» Goal of the exercise
Reproduce the data below line by line, from its first line to the line with "Even though most", both included, and nothing past that point.
Provided material below:
PR #2148, opened 2020-11-04
Added German translations

matthiasg:
This pull request is in relation to #618 and adds some German translations.


matthiasg:
Fixed missing exports

Issue #2109, opened 2020-10-14
Internet dependency


matthiasg:
Even though most users would have access to the internet and the google domain is pretty safe from a security standpoint. When trying to version the code for compliance, I would rather have the option to integrate the external reference. This would also allow for intranet deployments without internet access (which many radiologist use)

https://github.com/OHIF/Viewers/blob/352407c71ae93946e9ebad41446d6086cfbc237b/platform/viewer/public/init-service-worker.js#L6

swederik:
I completely agree that there should be no internet dependency. We also
need to remove polyfill.io usage.

matthiasg:
The 'stale' bot is quite quick :) I added a pull request to address it now if anybody is interested. 

I am still trying to deepen my understanding of the project and as such and as always would welcome any feedback.

salimkanoun:
Hi, just in case, this commit has a side effect for users who will serve OHIF through Apache as the distribution now contains .mjs file that are emited with text/plain MIME Type (instead of javascript). 
This has been fixed recently in apache 2.5.1 (https://github.com/apache/httpd/blob/trunk/CHANGES) (jun 2022) but many linux distro are not updated yet

sedghi:
@matthiasg @salimkanoun Do you know if this still is a problem?

sedghi:
@matthiasg @salimkanoun bump

PR #2151, opened 2020-11-05
No internet dependency (addressing #2109)

matthiasg:
As was mentioned in #2109, the build should have the least amount (preferably none) of outside dependencies which require an internet connection or any other dynamically updated code from outside sources that is not part of the distribution.

Primary Reason:

Handling of SOUPs ([Software of Unknown Provenance](https://www.johner-institute.com/articles/software-iec-62304/soup-and-ots/)) is integral to getting certifications and having potential software changes from the outside makes it much harder.

Of course one can argue that `workbox` is version locked on what is in essence a CDN, but depending on the auditing process this could lead to unnecessary complexity in proving how this is ascertained (there are ways of course).

Secondary Reason:

Also a standalone viewing library for medical images should not be required to have a dependency on a working Internet connection as many internal medical networks are disconnected from that and would at the very least require exemptions to be put into place just for the sake of using OHIF.


matthiasg:
I did realize in this pull request I also included a new .gitignore rule to exclude *.js.map files which are generated during the build process. This could potentially be done in a separate pull request if so desired.

matthiasg:
It is just waiting for the pull request to be merged :)

matthiasg:
Nobody ? ;) 

We appreciate the amount of work that goes into reviewing even smaller PR as this. Is there anything we can contribute to ensure more resources are available ?

swederik:
Thanks! So sorry for the ridiculously long reply to this @matthiasg!

PR #963, opened 2019-09-26
Use ACE_OS::stat for ACE_OS::filesize.

likema:
The original `ACE_OS::filesize` opens file with `O_RDONLY`, which would
fail to open CACHE.DATA of [InterSystems Caché ](https://en.wikipedia.org/wiki/InterSystems_Cach%C3%A9) in AIX.

To open it successfully, it requires `O_CIO` additionally which is not
portable even for AIX.


likema:
@jwillemse What about this PR?

jwillemsen:
Need to review this more closely but lack time for free reviews at this moment.

PR #967, opened 2019-10-05
TAO IDL: Interface Annotations

iguessthislldo:
Updated `tao_idl` to support annotations on interfaces, operations, and attributes.

Also Updated annotations.md With:
- a list of what can be annotated
- how to extend annotation support in the future
- other minor fixes

# TODO

- [x] Build TAO and OpenDDS with this to make sure I didn't break interfaces
- [x] Run Annotation Test with Memory Checks
- [x] Update TAO NEWS File


iguessthislldo:
So the fuzz has a check for `#include <...>`. I want to know if I can disable this check, because I don't think this convention is right since it forces the compiler to check the current directory for the header is definitely not there. `fuzz.pl` just says:

> This check is suggested by Don Hinton to force user to use # " " instead of <> to avoid confict with Doxygen.

What kind of conflict was it and will it still happen? Regardless this sounds like Doxygen was/is being configured incorrectly to me.

TAO/TAO_IDL/docs/annotations.md
```diff
@@ -345,11 +375,11 @@ these lines would also need to be added:
   if (document)
     {
       const char *comment =
-        AST_Annotation_Member::narrow_from_decl ((*document)["comment"])->
+        dynamic_cast<AST_Annotation_Member *> ((*document)["comment"])->
```
knutpett: Out of curiosity, why do you use dynamic_cast instead of narrow_from_decl?

TAO/TAO_IDL/include/utl_err.h
```diff
@@ -191,6 +191,20 @@ class TAO_IDL_FE_Export UTL_Error
                  AST_Decl *t2,
                  AST_Decl *t3);
 
+  /**
+   * Report an error that can be out of context of IDL parsing.
+   */
+  void direct_error (
+    const char *reason, ACE_CString filename, long lineno,
```
jwillemsen: pass filename as const&?

TAO/TAO_IDL/docs/annotations.md
iguessthislldo: `narrow_from_decl` is defined in `include/idl_narrow.h` where it's just a `dyanmic_cast`. It's a left over from an old narrowing system from the original pre C++98 compiler when they didn't apparently have `dynamic_cast`.

iguessthislldo: I guess I should also say that we should prefer standard C++ over pre-standard stuff whenever it's possible to.

jwillemsen: Maybe make a todo to make this a global change in TAO_IDL to simplify the code overall

TAO/TAO_IDL/util/utl_global.cpp
```diff
@@ -1942,8 +1942,11 @@ IDL_GlobalData::eval (const char *string)
   idl_global->set_lineno (1);
   UTL_String *old_idl_src_file = idl_src_file ();
 
-  // Name this pseudo-file "builtin"
-  UTL_String utl_string ("builtin", true);
+  // Name this pseudo-file "builtin-N"
+  static char buffer[64];
+  static unsigned n = 1;
+  ACE_OS::sprintf (&buffer[0], "builtin-%d", n++);
```
mitza-oci: prefer snprintf

TAO/TAO_IDL/docs/annotations.md
```diff
@@ -74,16 +78,42 @@ struct Report {
...
-though is that other than before normal declarations, like before structs,
-typedefs, and constants, in TAO\_IDL as of writing, annotations can also be
-applied in the following cases. See ["Reading Special Cases of
-Annotations"](#reading-special-cases-of-annotations) for how to have the
-compiler use these kinds of annotations.
+IDL 4.2 [(Limitation #1)](#limitation1). Because of the lack of standardization
+of what can be annotated and how, annotations for specific IDL elements have to
+be added on a as-needed basis.
+
+As of writing you can put annotations before the following things in IDL and a
```
mitza-oci:
```suggestion
You can put annotations before the following things in IDL and a
```

TAO/TAO_IDL/docs/annotations.md
```diff
@@ -74,16 +78,42 @@ struct Report {
...
+backend using TAO IDL should be able to read them:
```
mitza-oci:
```suggestion
backend using TAO IDL's front-end library can use them:
```

TAO/TAO_IDL/fe/idl.ypp
```diff
@@ -912,41 +914,47 @@ template_module_inst
 
 interface_def
         : interface
+        {
+          $$ = $1;
```
mitza-oci: Is this needed?  IIRC Bison does this by default.

TAO/TAO_IDL/fe/idl.ypp
```diff
@@ -912,41 +914,47 @@ template_module_inst
...
-                                        $1->inherits (),
-                                        $1->n_inherits (),
-                                        $1->inherits_flat (),
-                                        $1->n_inherits_flat (),
-                                        $1->is_local (),
-                                        $1->is_abstract ()
-                                      );
-              AST_Interface::fwd_redefinition_helper (i,
-                                                      s);
+          if (s != 0 && header)
```
mitza-oci:
```suggestion
          if (s && header)
```
or the other way round, for consistency

TAO/TAO_IDL/fe/idl.ypp
iguessthislldo: I thought it did, but I was having trouble with the annotation working and I put these in to make sure it was passing the value.

TAO/TAO_IDL/docs/annotations.md
iguessthislldo: Between these two changes, this sentence is a lot more confident then mine.

TAO/TAO_IDL/docs/annotations.md
```diff
@@ -74,16 +78,42 @@ struct Report {
...
-typedefs, and constants, in TAO\_IDL as of writing, annotations can also be
-applied in the following cases. See ["Reading Special Cases of
-Annotations"](#reading-special-cases-of-annotations) for how to have the
-compiler use these kinds of annotations.
+IDL 4.2 [(Limitation #1)](#limitation1). Because of the lack of standardization
+of what can be annotated and how, annotations for specific IDL elements have to
+be added on a as-needed basis.
+
+You can put annotations before the following things in IDL and a backend using
+TAO IDL's fround-end library can read them:
```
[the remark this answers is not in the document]
iguessthislldo: Darn

iguessthislldo:
Sure, it's something I thought about doing when I originally created it, but never quite go around to doing.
End of Provided material.
» Task output
PR #2148, opened 2020-11-04
Added German translations

matthiasg:
This pull request is in relation to #618 and adds some German translations.


matthiasg:
Fixed missing exports

Issue #2109, opened 2020-10-14
Internet dependency


matthiasg:
Even though most users would have access to the internet and the google domain is pretty safe from a security standpoint. When trying to version the code for compliance, I would rather have the option to integrate the external reference. This would also allow for intranet deployments without internet access (which many radiologist use)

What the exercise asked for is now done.